▶ EXERCISE DIRECTIONS: Output, without alteration, the first line of the entries and each line after it, stopping with the line that contains "### Why add concurrency?".

▶ AVAILABLE DATA:
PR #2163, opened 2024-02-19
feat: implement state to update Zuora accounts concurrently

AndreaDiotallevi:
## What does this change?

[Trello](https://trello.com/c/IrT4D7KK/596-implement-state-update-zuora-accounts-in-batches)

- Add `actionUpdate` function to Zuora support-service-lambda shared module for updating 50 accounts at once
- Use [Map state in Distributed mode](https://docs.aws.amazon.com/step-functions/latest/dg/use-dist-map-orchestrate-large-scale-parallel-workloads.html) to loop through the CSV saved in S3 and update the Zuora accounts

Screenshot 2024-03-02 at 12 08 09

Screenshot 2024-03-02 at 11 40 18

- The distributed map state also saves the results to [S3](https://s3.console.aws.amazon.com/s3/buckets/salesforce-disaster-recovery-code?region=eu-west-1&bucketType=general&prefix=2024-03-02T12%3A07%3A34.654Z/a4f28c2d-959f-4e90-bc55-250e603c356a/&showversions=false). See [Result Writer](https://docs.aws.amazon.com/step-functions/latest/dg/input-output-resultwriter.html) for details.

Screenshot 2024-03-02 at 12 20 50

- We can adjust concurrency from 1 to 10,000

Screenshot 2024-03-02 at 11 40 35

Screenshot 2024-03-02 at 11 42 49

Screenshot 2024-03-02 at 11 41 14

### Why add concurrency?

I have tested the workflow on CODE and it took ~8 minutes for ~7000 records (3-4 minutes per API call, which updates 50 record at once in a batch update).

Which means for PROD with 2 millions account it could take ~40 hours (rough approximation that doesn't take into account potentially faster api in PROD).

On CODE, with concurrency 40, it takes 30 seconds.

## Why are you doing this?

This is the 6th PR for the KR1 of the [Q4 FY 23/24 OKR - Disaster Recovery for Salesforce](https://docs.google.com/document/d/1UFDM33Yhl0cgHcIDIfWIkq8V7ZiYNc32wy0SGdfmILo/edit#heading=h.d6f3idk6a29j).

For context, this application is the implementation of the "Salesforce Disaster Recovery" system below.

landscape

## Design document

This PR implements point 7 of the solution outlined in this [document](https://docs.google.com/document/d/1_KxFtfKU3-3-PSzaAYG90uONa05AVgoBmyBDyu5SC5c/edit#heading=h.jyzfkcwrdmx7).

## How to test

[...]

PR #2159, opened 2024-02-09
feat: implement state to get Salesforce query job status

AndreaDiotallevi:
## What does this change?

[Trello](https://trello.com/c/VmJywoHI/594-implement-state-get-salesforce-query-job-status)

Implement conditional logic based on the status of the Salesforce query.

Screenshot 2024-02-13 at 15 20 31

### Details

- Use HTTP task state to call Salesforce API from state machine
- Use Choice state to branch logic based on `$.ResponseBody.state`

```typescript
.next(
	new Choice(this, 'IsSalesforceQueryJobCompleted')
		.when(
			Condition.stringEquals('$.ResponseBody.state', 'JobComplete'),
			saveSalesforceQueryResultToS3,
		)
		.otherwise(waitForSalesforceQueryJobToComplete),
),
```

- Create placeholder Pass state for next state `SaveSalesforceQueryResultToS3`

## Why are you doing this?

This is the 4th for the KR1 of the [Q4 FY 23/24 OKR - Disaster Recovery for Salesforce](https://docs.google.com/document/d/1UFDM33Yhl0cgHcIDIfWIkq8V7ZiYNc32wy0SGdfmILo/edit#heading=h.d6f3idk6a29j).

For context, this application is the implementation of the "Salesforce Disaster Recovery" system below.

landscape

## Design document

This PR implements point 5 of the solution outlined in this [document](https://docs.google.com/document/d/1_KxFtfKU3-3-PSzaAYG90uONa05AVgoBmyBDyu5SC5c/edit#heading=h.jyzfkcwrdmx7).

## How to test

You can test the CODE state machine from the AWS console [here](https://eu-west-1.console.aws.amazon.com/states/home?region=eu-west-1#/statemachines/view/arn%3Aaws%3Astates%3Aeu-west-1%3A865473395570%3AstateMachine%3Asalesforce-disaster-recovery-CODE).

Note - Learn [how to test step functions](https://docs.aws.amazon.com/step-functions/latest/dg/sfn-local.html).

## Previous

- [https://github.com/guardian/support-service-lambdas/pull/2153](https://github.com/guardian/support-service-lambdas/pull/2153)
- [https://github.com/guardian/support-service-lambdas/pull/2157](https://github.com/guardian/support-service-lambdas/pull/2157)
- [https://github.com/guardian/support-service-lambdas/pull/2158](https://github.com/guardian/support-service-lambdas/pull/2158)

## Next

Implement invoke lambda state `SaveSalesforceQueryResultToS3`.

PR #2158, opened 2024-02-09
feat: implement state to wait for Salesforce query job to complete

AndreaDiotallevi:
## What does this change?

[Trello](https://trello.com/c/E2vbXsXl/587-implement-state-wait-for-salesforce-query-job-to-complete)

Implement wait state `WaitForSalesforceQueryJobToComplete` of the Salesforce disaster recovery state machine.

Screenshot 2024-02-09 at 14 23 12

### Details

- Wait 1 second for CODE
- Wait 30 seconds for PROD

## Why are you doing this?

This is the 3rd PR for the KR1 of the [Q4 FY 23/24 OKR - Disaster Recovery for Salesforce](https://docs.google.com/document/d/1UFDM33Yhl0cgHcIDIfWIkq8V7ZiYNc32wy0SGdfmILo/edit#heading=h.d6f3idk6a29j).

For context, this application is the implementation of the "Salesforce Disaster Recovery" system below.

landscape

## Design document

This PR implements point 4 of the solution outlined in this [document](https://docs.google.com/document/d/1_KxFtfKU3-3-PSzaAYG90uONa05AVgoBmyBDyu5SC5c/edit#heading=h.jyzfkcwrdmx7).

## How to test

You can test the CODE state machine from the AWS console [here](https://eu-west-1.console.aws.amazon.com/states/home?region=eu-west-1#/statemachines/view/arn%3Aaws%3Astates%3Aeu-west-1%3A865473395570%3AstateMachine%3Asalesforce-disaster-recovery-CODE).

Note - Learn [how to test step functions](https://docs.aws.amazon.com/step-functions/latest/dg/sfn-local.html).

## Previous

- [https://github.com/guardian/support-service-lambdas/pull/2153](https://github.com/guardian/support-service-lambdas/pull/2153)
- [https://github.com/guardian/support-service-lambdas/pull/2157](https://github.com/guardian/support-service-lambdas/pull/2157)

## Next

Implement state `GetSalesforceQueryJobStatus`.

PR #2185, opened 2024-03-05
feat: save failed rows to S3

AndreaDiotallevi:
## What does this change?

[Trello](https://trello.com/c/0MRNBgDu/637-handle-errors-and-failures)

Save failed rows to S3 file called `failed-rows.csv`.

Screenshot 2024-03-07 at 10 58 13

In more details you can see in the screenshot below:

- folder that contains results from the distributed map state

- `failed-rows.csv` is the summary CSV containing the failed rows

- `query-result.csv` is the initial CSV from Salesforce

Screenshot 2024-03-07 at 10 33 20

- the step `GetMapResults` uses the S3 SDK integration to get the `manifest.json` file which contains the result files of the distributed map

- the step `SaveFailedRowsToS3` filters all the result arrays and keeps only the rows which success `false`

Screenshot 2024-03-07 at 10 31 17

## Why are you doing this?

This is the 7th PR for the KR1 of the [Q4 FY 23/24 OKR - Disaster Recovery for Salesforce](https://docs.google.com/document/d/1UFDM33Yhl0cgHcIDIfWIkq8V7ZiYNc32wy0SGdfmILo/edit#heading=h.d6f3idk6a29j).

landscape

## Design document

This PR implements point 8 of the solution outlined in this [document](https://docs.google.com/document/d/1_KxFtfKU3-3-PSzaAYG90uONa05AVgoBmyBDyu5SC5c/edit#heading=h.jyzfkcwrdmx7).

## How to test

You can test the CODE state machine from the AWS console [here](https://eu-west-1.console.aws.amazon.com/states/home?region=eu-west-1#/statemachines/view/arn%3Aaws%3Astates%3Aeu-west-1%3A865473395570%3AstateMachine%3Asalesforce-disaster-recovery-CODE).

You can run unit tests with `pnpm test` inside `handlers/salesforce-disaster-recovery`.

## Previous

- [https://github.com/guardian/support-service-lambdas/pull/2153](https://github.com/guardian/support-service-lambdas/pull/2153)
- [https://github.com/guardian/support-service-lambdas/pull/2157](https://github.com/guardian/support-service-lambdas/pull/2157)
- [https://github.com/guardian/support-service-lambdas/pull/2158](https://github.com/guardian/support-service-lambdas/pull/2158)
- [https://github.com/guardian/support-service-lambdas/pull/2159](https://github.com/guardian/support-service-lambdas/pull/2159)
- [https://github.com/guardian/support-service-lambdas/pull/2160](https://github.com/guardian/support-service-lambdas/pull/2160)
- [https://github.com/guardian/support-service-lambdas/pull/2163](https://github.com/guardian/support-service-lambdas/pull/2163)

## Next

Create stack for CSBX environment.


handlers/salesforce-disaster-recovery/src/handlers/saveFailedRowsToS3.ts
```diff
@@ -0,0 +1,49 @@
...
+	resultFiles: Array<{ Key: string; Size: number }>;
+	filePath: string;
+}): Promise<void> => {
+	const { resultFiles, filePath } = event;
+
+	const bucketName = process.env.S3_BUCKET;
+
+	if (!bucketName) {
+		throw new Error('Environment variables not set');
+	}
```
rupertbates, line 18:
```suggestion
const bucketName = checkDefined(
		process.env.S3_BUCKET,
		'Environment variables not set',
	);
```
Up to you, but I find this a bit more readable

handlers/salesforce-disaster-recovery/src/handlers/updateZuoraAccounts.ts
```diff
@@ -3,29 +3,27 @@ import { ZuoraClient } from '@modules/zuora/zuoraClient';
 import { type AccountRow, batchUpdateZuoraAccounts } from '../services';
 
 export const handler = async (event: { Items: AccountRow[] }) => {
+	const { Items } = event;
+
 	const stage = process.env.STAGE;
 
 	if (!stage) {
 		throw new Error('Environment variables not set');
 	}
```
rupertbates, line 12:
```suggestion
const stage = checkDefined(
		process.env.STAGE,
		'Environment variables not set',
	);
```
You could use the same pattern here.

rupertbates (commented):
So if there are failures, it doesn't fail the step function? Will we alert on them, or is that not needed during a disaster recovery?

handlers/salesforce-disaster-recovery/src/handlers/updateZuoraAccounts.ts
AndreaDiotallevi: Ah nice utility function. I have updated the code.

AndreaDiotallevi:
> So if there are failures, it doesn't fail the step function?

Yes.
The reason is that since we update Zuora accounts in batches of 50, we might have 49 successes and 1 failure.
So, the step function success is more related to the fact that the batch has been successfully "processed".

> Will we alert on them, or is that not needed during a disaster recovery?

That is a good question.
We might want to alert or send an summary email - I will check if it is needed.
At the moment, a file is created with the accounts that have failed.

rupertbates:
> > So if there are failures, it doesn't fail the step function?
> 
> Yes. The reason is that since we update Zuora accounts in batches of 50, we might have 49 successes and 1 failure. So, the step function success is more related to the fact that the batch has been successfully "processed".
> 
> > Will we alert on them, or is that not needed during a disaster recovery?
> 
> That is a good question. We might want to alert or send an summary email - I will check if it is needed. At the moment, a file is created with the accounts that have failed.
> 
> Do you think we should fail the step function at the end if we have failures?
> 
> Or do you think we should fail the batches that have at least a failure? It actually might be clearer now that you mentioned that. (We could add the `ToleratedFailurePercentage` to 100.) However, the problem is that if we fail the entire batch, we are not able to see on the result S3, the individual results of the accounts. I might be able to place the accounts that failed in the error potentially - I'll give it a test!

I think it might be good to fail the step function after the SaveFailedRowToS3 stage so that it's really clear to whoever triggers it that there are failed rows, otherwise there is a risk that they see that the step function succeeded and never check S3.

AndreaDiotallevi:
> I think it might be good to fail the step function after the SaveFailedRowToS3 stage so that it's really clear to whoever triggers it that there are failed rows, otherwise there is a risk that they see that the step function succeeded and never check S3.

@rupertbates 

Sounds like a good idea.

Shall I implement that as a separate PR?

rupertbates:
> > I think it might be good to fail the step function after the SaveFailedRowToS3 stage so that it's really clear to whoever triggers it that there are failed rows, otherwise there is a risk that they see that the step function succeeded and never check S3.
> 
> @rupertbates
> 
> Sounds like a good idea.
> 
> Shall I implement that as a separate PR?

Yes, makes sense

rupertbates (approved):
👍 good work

▶ RESPONSE AREA:
PR #2163, opened 2024-02-19
feat: implement state to update Zuora accounts concurrently

AndreaDiotallevi:
## What does this change?

[Trello](https://trello.com/c/IrT4D7KK/596-implement-state-update-zuora-accounts-in-batches)

- Add `actionUpdate` function to Zuora support-service-lambda shared module for updating 50 accounts at once
- Use [Map state in Distributed mode](https://docs.aws.amazon.com/step-functions/latest/dg/use-dist-map-orchestrate-large-scale-parallel-workloads.html) to loop through the CSV saved in S3 and update the Zuora accounts

Screenshot 2024-03-02 at 12 08 09

Screenshot 2024-03-02 at 11 40 18

- The distributed map state also saves the results to [S3](https://s3.console.aws.amazon.com/s3/buckets/salesforce-disaster-recovery-code?region=eu-west-1&bucketType=general&prefix=2024-03-02T12%3A07%3A34.654Z/a4f28c2d-959f-4e90-bc55-250e603c356a/&showversions=false). See [Result Writer](https://docs.aws.amazon.com/step-functions/latest/dg/input-output-resultwriter.html) for details.

Screenshot 2024-03-02 at 12 20 50

- We can adjust concurrency from 1 to 10,000

Screenshot 2024-03-02 at 11 40 35

Screenshot 2024-03-02 at 11 42 49

Screenshot 2024-03-02 at 11 41 14

### Why add concurrency?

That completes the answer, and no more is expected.